Indian government, however, looks anything but an institution willing to acknowledge that mature insurgency movements in the North East, which had found themselves against the very nation in which they were accommodated, are on a decline. As the statistical point of view proves: the total number of casualties in 2008 in the North-East were deemed to be 1561, which decreased to 252 in 2013, according to a report by the Ministry of Home Affairs. This signifies a sizable decrease, and yet, the Indian government insists on continuation of the AFSPA’s occupation in the North-East, thus, also, insisting on the continuation of misery for its people.

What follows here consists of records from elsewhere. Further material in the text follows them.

PR #3347, opened 2019-04-22
ENH: issue a warning (using warnings.warn) if git is too old for us to check

### LINKED ISSUE #3295: older git (2.11.0) ls-files does not list cwd which belongs subdataset

yarikoptic:
for known paths from parent directory.

Decided to (start) using warnings.warn (instead of logging.warn) because

- we need to have it issued only once, not upon every init (why to flood?)

- we are expecting action on "client" side -- upgrade, so that is the recommended way
  to do it according to https://docs.python.org/2/howto/logging.html#when-to-use-logging

Closes #3295
Replaces #3296

### DIFF
--- a/datalad/support/exceptions.py
+++ b/datalad/support/exceptions.py
@@ -351,3 +351,19 @@ class CrawlerError(Exception):
 
 class PipelineNotSpecifiedError(CrawlerError):
     pass
+
+
+#
+# Warnings
+#
+
+class DataLadWarning(Warning):
+    pass
+
+
+# We have an exception OutdatedExternalDependency, but it is intended for
+# an instance being raised.  `warnings` module requires a class to be provided
+# as a category, so here is a dedicated Warning class
+class OutdatedExternalDependencyWarning(DataLadWarning):
+    """Warning "category" to use to report about outdated"""
+    pass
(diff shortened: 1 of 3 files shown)


kyleam:
Test failure was due to connectivity issue in setup.  Restarted.

PR #3350, opened 2019-04-24
More useful AnnexRepo.whereis()

mih:
https://github.com/datalad/datalad-revolution/pull/84 needs efficient batched whereis queries. The current `AnnexRepo.whereis()` is not suitable for this. It aims to be universal and fails at it. Given that `annex whereis` does not support all queries in batched mode, I decided that it would be best to have a dedicated implementation for path queries.

In contrast to the previous whereis() this one has:

- a simpler API (no options at all)
- cannot query for a key (not possible in batched mode)
- cannot do recursive queries (not possible in batched mode)
- states what file a response belongs too

I comes in two flavors: single-path queries, and generator for multi-path queries.

I also include an RF for `BatchedCommand` that adds a `yield_()` method which bypasses the collect-everything-into-a-list-first approach, which torpedos generator-style usage.

I will adjust the tests, once it is clear to me that this solution is optimal for the metadata use case.

### DIFF
--- a/datalad/cmd.py
+++ b/datalad/cmd.py
@@ -778,8 +778,12 @@ class BatchedCommand(object):
         if not input_multiple:
             cmds = [cmds]
 
-        output = [o for o in self.yield_(cmds)]
-        return output if input_multiple else output[0]
+        output = list(self.yield_(cmds))
+        if input_multiple:
+            return output
+        else:
+            assert len(output) == 1, "There should be a single output item"
+            return output[0]
 
     def yield_(self, cmds):
         for entry in cmds:
--- a/datalad/cmd.py
+++ b/datalad/cmd.py
@@ -778,8 +778,10 @@ class BatchedCommand(object):
         if not input_multiple:
             cmds = [cmds]
 
-        output = []
+        output = [o for o in self.yield_(cmds)]
+        return output if input_multiple else output[0]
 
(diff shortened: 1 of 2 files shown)


yarikoptic:
pushed a tiny tune up in 3d02ce477cbab4ae6890038e5f5711f3b5ce8020

- ideally we shouldn't breed functions, and probably original `whereis` could have been adjusted for the desired behavior, and may be stripped of some functionality if it is not really used
- it is not clear to me how output differs since in general seems to not work yet
```shell
(git-annex)hopa:~/datalad/openfmri/ds000001[master]sub-01/anat
$> python -c 'from datalad.support.annexrepo import AnnexRepo; r=AnnexRepo("../../"); print(len(r.whereis_file(["sub-01_inplaneT2.nii.gz"])))' 
  File "/home/yoh/proj/datalad/datalad-master/datalad/support/annexrepo.py", line 2222, in whereis_file
    return list(self.whereis_file_([path]))[0]
  File "/home/yoh/proj/datalad/datalad-master/datalad/support/annexrepo.py", line 2259, in whereis_file_
    status='ok' if r.get('success', False) else 'error',
AttributeError: 'list' object has no attribute 'get'
```

mih:
Ok, will leave present implementation as is, and implement dedicated support in metadata extractor.

Issue #3264, opened 2019-03-23
Command hooks


mih:
There is a dilemma between the desire to have a compact API and some customizability of command behavior. Example: `rev-create` does not have  `--text-no-annex`, but it can come handy to be able to get such a setup conveniently.

I believe a "hook" mechanism is one way to have this. Here is an example how a command invocation could look like that could be supported to run a dedicated configuration procedure
after a dataset got created:

  `datalad -c datalad.hooks.create-done=cfg_text2git rev-create`

This uses our tooling to have a temporary config setting, but of course such a setting could also become part of a dataset/user/system configuration.

Using this mechanism would be nice, because we already have a need to improve config override handling for better control of Git/Git-annex behavior within low-level commands (#3246, and various failed attempts along the lines of #3204, #2851, #2818, #905). There we face the exact same issue: desire to fine-tune, without the willingness or ability to explode the API to be able to pass through tons of special-purpose options.

TODOs if we want to move forward with this:

- agree on a nomenclature of such config keys. Proposal: as above, with last key segment being `command`-`custom slot name` (where each command describes its slots in its docs)
- agree on a syntax of such config values (plain procedure names, or stringified Python list of  arguments for run-procedure, or ...

ATM we do have `--proc-pre`, `--proc-post` arguments at the cmdline API level, but those do not scale and are hard to use for a specific customization within a larger command. I think they should be removed.

Eventually, we should have the ability to define criteria to detect specific results that pass through our main "event-loop", and to trigger specific actions/hooks. However, until we have that, I see no problem in implementing the execution of an initial set of hooks (like the example above) within individual command implementations. Importantly, those should merely define the position of a hook within the processing flow of a command, but not the nature of an intervention. So in the above example we simply have a loop over `ds.config.get('datalad.hooks.create-done')` where `run-procedure` is called for each value.

Possible use-cases to inform development
- populate git-annex metadata for added files (e.g. annotate with `distribution-restrictions` key=value pairs).  ATM [there is no way AFAIK](http://git-annex.branchable.com/git-annex-metadata/#comment-fde59930f108af0fff842f5e25351e93) to do so via `.gitattributes`

yarikoptic:
[...]

PR #3353, opened 2019-04-24
ENH (sugaring): -c | --cfg-proc option for rev-create to specify cfg_ procedure(s) to run

yarikoptic:
ATM there is no easy way to specify procedures to run on a freshly created dataset. But in my case it is a common use case to quickly create datasets where I know what type they should be - should not
place text files to git, or might be BIDS datasets, etc.  So it would be nice to be able to succinctly specify procedure(s) to be ran on the new dataset as to configure it.

Alternative implementation could be adding  --proc-post to the rev-create command itself. Pros then would be:
  - consistent with --proc-post for datalad command itself
  - could then run any procedure, not only cfg_ one

Cons:
  - would be notably more long/tedius to type - i.e.

        rev-create --proc-post cfg_text2git

    vs

        rev-create -c text2git

I also added a `lgr.info` call within `run_procedure` to signal what procedure is actually about to be ran.  Although might be considered a bit oxymoronic in the case of direct `run_procedure` invocation, makes sense everywhere else procedures could be invoked.

So now it would look like
```shell
$> datalad rev-create -c text2git -f /tmp/newds2        
[INFO   ] Creating a new annex repo at /tmp/newds2 
create(ok): /tmp/newds2 (dataset)                                                              
```

With something like this I think I wouldn't miss any other option of current `create` too much happen we just decide to replace `create` with `rev-create`.

TODOs:
- [ ] Document special purpose/treatment of `cfg_` procedures
- [ ] Decide on `cfg_` vs `setup_`?


datalad/interface/run_procedure.py
```diff
@@ -451,6 +451,7 @@ def __call__(
         lgr.debug('Attempt to run procedure {} as: {}'.format(
             name,
             cmd))
+        lgr.info("Running procedure %s", name)
```
mih: Maybe "upgrade" the debug message on the line before? Two log messages with almost identical content seem unnecessary.

kyleam:
Should we decide the fate of command hooks (#3264) before going forward with this?

datalad/interface/run_procedure.py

Alexander Solzhenitsyn, the Russian dissident writer and novelist, once asked, “If you desired to change the world, where would you start? With yourself or others?” Irom Sharmila has been trying, for the past one and a half-decade, not to change the world, but only a part of her nation, and she has started from changing herself. Yet, to no avail. It seemed like a small, and yet significant gesture on the part of the government when, on August 19th, they released Sharmila who was held inside the Jawaharlal Nehru hospital in Imphal, being forced-fed and accused of attempted suicide. Reporters flocked around Sharmila, trying to record statements from the frail and tired woman that the crusader has become. They probably expected words of triumph, or sensational declarations, but Sharmila just urged everyone to support her cause, and that was it. She was freed, and she continued fasting, although this time minus the tube through which she was painfully fed liquefied food- not for long, however, since three days later, she was rearrested and was back in judicial custody.

One should realize that her fight is a non-violent effort to bring violence down, and that she is the only ray of hope in a land which has been forgotten by the nation it claims to be a part of. The media wakes up only once in a while, only when they smell a “scoop”. At other times, however, the North-East and the struggle of its people remains ignored, thriving in the dark. Irom Sharmila, if nothing, deserves far, far better than what she has been subjected to for the past fourteen years- ignorance and constant denial. She is going hungry for some 57 million North-Easterners’ freedom from misery and violence, daily abuses, disappearances and fake encounters, and the least we can do is to voice her cause, respect it, and grant it all the support it deserves.